(TASK) State how many lines in the listing below include the word "requesterIndex". Give nothing but the number.

(THE DATA)
+ + +

PR #301, opened 2021-04-26
Memoryless aggregator

sassmilic:
After implementing this, I think a "memoryless" aggregator is actually a bad idea lulz. In particular, when you create a new request, you have to delete all existing responses (from the previous request) and ignore any incoming responses that aren't for the current request. Idk, maybe it works in certain contexts.

Questions:
- Do we want to make the aggregator “type” changeable?
- Were you intending to make the dAPI inherit from `Aggregator`? I'm asking since you made the aggregator functions internal. What are the pros/cons of inheritance vs just calling an on-chain aggregator? The latter makes more sense to me, but I'm not an expert on this.
  - This is sorta related to the first question: if it inherits, you can't just 'switch out' aggregation methods, right?
- I just realized that we'll be recomputing the median (if that's the chosen method) multiple times and we would have modified the array (essentially sorting it) the first time. This means aggregation calls after the first should be cheaper *if* I change the default pivot to the middle element and not the first (like it is now) -- just autistic tingz.

### DIFF
--- a/packages/protocol/contracts/dapis/aggregators/MemorylessDApi.sol
+++ b/packages/protocol/contracts/dapis/aggregators/MemorylessDApi.sol
@@ -55,7 +55,7 @@ contract MemorylessDApi is DApi, AirnodeRrpClient {
     }
 
     modifier onlyOwner(){
-        require(msg.sender == _owner, 'only the owner can call this function');
+        require(msg.sender == _owner, "only owner can call this function");
         _;
     }
 
--- a/packages/protocol/contracts/dapis/aggregators/MemorylessDApi.sol
+++ b/packages/protocol/contracts/dapis/aggregators/MemorylessDApi.sol
@@ -1,0 +1,142 @@
+// SPDX-License-Identifier: MIT
+pragma solidity 0.8.2;
+
+import "../../AirnodeRrpClient.sol";
+import "./Median.sol";
+import "./DApi.sol";
+
+/**
+ * @title A sample dAPI/aggregator contract
+ * @dev only owner can trigger request
+ */
+contract MemorylessDApi is DApi, AirnodeRrpClient {
+    Aggregator public aggregator;
+
+    bytes32[] public templateIds;
+    uint256 public requesterIndex;
+    address public designatedWallet;
+    uint128 public minimumResponses;
+
+    int256 public aggregatedAnswer;
+
+    address immutable _owner;
+    address immutable fulfillAddress;
+    bytes4 immutable fulfillFunctionId;
+    mapping (bytes32 => bool) private _pendingRequests;
+    // individual answers from Airnodes are stored in an array
+    int256[] _individualAnswers;
+
+    event NewUpdateRequested(uint256 timestamp);
+    event RequestFulfilled(uint256 requestId);
+    event AggregatedAnswerUpdated(uint256 timestamp, uint256 aggregatedAnswer);
+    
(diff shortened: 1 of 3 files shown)


bbenligiray:
> Do we want to make the aggregator “type” changeable?

Solidity doesn't have [templates](https://en.cppreference.com/w/cpp/language/templates) yet so we will have to duplicate contracts with different types. We probably only need `int256` and maybe `bytes32` anyway.

> Were you intending to make the dAPI inherit from Aggregator? I'm asking since you made the aggregator functions internal. 

Yes, [this](https://github.com/api3dao/airnode/blob/master/packages/protocol/contracts/dapis/rrpDapi.sol) was supposed to be an example

> What are the pros/cons of inheritance vs just calling an on-chain aggregator? The latter makes more sense to me, but I'm not an expert on this. 

It's cheaper to use the inherited reducer vs. making an external call. Also having a lot of reducer contracts floating around and being plugged into dAPIs will result in a rat's nest, this being an example https://github.com/daostack/arc and we'll end up having 50+ versions of the same contracts deployed https://github.com/daostack/alchemy-monorepo/tree/dev/packages/migration/contracts
It may be a lot more manageable with fewer and more static contracts, I'm just being cautious.

> This is sorta related to the first question: if it inherits, you can't just 'switch out' aggregation methods, right?

No. Even if the reducer is an external contract, you can't switch them in and out if their interfaces are different. So external reducers provide limited modularity (you can swap mean with median, you can't swap mean with weighted mean--though there may be ways)

> ...we would have modified the array (essentially sorting it) the first time

You would have modified the array in memory, not storage (and writing back the modified array to storage would cost a lot). So the median will operate on the initial unsorted values each time.

packages/protocol/contracts/dapis/aggregators/MemorylessDApi.sol
```diff
@@ -0,0 +1,142 @@
...
+                templateIds[i],
+                requesterIndex,
+                designatedWallet,
+                fulfillAddress,
+                fulfillFunctionId,
+                "" // no additional parameters passed
+            );
+        }
+        // must empty existing responses since contract is "memoryless"
+        _emptyAnswerArray();
```
bbenligiray, line 87: You should also remove old `_pendingRequests` entries because there are incoming fulfillments for the old request

bbenligiray:
I agree that this is not a very good idea, let's have a call about this

packages/protocol/contracts/dapis/aggregators/MemorylessDApi.sol
```diff
@@ -0,0 +1,142 @@
...
+        templateIds = _templateIds;
+        requesterIndex = _requesterIndex;
+        designatedWallet = _designatedWallet;
+        minimumResponses = _minimumResponses;
+    }
+
+    function _emptyAnswerArray() private
+    {
+        for (uint i=0; i<_individualAnswers.length; i++) {
+            delete _individualAnswers[i];
```
bbenligiray, line 138: Won't even refund :(
https://eips.ethereum.org/EIPS/eip-3300

packages/protocol/contracts/dapis/aggregators/MemorylessDApi.sol
sassmilic: They just get ignored if the requestID doesn't match. But, yea, you're right, it should be deleted.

+ + +

(ANSWER BOX) 3